Probably a bit aside of the point, but if each $A_i$ is countable, this means that there is a surjective map $\phi_i: {\mathbb N} \rightarrow A_i$. Now choose your favorite surjective map: $ n\in {\mathbb N} \mapsto (a(n),b(n)) \in {\mathbb N} \times {\mathbb N}$. Then $n\in {\mathbb N} \mapsto \phi_{a(n)} (b(n)) \in \cup_i A_i$ is surjective. Why use induction?

Answer 4

You are right. Induction only gives you that for every finite case, the finite union of countable sets is countable.

However, we can prove directly the following.

Suppose that for every $n$ we are given $S_n$ and an injection $f_n\colon S_n\to\omega$. Then $\bigcup S_n$ is countable.

Now, using the axiom of countable choice, given a sequence of sets that each of them is countable, we can choose for each one an injection. So the union is countable. This is implicit in most modern books that don't fuss about using the axiom of choice, Rudin included. And seeing how at least countable choice is very natural, and working without it can be difficult, there is no reason for them to fuss about it.

However, we do know how to construct models where the axiom of choice fails so severely that there are some sequences of countable sets whose union is uncountable. In fact we can even get the real numbers to be a countable union of countable sets, despite them being uncountable. These constructions are very technical and require deep understanding of set theory. So understandably not many books go into them with details.

Answer 5

This appears to be common doubt expressed in the following places:

What are the cases of not using (countable) induction?

Why induction cannot be used for infinite sets?

Why doesn't induction extend to infinity? (re: Fourier series)

Induction essentially shows if something is true for 1 and n, it is true for n+1 - and is thus true for countably inifinite cases (bijection with N)

Stephen Abbott has a an exercise in Chapter 1 (1.2.12) that suggests that one cannot use induction to prove that a countable union of countable sets is countable.
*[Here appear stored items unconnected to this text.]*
PR #277, opened 2021-02-03
use Text instead of String

wz1000:


bubba (commented):
Should we also get
https://github.com/alanz/lsp/blob/793810cb1681e293f7b5fbdac6821e51e87e3c17/lsp-types/src/Language/LSP/Types/DocumentLink.hs#L64-L66

bubba (approved):

wz1000:
> Should we also get
> 
> https://github.com/alanz/lsp/blob/793810cb1681e293f7b5fbdac6821e51e87e3c17/lsp-types/src/Language/LSP/Types/DocumentLink.hs#L64-L66

Fixed.

bubba:
Argh, we can ignore the func-tests for now

wz1000:
What do you think about merging this repo and lsp-test? I think it makes sense now that lsp-test is used to test lsp

/cc @alanz - the problem is that changing a type in lsp-types means lsp-test no longer compiles, so the test suite fails - the changes have to be co-ordinated across the repos

bubba:
It's been on the back of my mind but yeah I think it would make a lot of sense to merge them at some point.

alanz:
I agree they could/should be merged. And the ghcide merge did preserve history, issues etc, with some work.

If we did do that, we should perhaps move it into haskell org at the same time. Otherwise the one owner will be weird, whatever we decide.

bubba:
Is Jasper still the right person to contact about this?

alanz:
I would talk to him as the first option.

Alan

PR #281, opened 2021-02-10
Add support for ghc-9.0.1

jneira:
* As first attempt, listing upstream packages needing patches in `allow-newer`
* This only can be built with cabal-3.4.0.0


jneira:
Closed in favor of #312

For clarity lets assume countable is countably infinite.

Rudin in chapter 2, statement after (3) clearly states that the notation for Union over the set A of all positive integers uses the infinity symbol. He states that he uses the infinity symbol for a union of sets to indicate a countably infinite union of sets and distinguishes it from the infinity used to extend the reals.

$N$ is countably infinite by definition. Therefore any bijection with $N$ is also proved for countably infinite cases.
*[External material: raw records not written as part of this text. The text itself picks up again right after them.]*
PR #284, opened 2021-02-18
Prevent crashing when optional fields are missing

anka-213:
More specifically, when VS Code sent an "exit" message it was missing the "params" field, which should be fine, 
 since it is optional and a "null" is expected, but missing is not treated the same as null in this case.

This solution is kind of a hack and only solves this specific case, but it works.

See also this issue: https://github.com/haskell/aeson/issues/646

### DIFF
--- a/lsp-types/src/Language/LSP/Types/Message.hs
+++ b/lsp-types/src/Language/LSP/Types/Message.hs
@@ -253,8 +253,15 @@ deriving instance Eq   (MessageParams m) => Eq (RequestMessage m)
 deriving instance (Read (SMethod m), Read (MessageParams m)) => Read (RequestMessage m)
 deriving instance Show (MessageParams m) => Show (RequestMessage m)
 
+-- | Replace a missing field in an object with a null field, to simplify parsing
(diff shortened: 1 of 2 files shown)


wz1000:
How about `Maybe Void`? /cc @bubba

anka-213:
@wz1000 As far as I can tell (haven't tested) that wouldn't work, since the `genericParseJSON` doesn't handle `Maybe` in a type parameter (see this issue https://github.com/haskell/aeson/issues/690). Here we are using type families to determine the type, which certainly won't work with the blanket instance we have.

tolysz:
How do I test it end-to-end? I would like to test it with the modified `aeson`...

anka-213:
@tolysz This json string should do it:
```
{
  "jsonrpc": "2.0",
  "id": 15,
  "method": "shutdown"
}
```

I'm not completely sure how to actually plug it in though.

tolysz:
Does this project have some tests? Could it be added there and failing?
So I could just do my changes and run `stack test` ?

anka-213:
@tolysz Now I've added a test case that fails if you revert my fix.

wz1000:
Thanks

Response 1: One answer is that n=infinity cannot be demonstrated via induction, as infinity is not a natural number - there is no n+1 = infinity. But: The infinity symbol is not used in this way as per Rudin. He is using infinity in place of N. There is a problem in semantics - see response 3.

Response 2: You don't need induction so why do you want to use it here to prove the statement. Well there is as much to learn from why not as from why.

Response 3: Induction proves for finite cases only. It only says we prove for every n in N. Whatever n you pick is by definition finite. So we have only proved finite unions of countable sets are countable. While induction proves this for countably infinite cases - each case is finite. In this sense response 1 makes sense - no case is anything but finite. Could the smarties on this thread validate this reasoning?

wow 2 downvotes but no explanation why...?

Answer 6

Induction states that what ever is true for $k=1$ and true for $\forall k:k<n$ is true for $n, \forall n\in N$.

So for the finite union of countable sets $\cup_{i=1}^n{A_i}$ you first prove for $A_1\cup A_2$.

Then for $\cup_{i=1}^n {A_i}$ you assume that the statement is true for all $k<n$.

And you partition the union to $\cup_{i=1}^k{A_i}\cup\cup_{i=k+1}^n{A_i}$

Now since both $(k<n)\land ((n-k)<n)$ induction holds and the statement is true for for $n$.

In the infinite case, however you partition the union:

$\cup_{i=1}^\infty{A_i}=\cup_{i=1}^{n}\cup\cup_{i=n+1}^\infty$

One of the partitions is always infinite so induction doesn't apply here.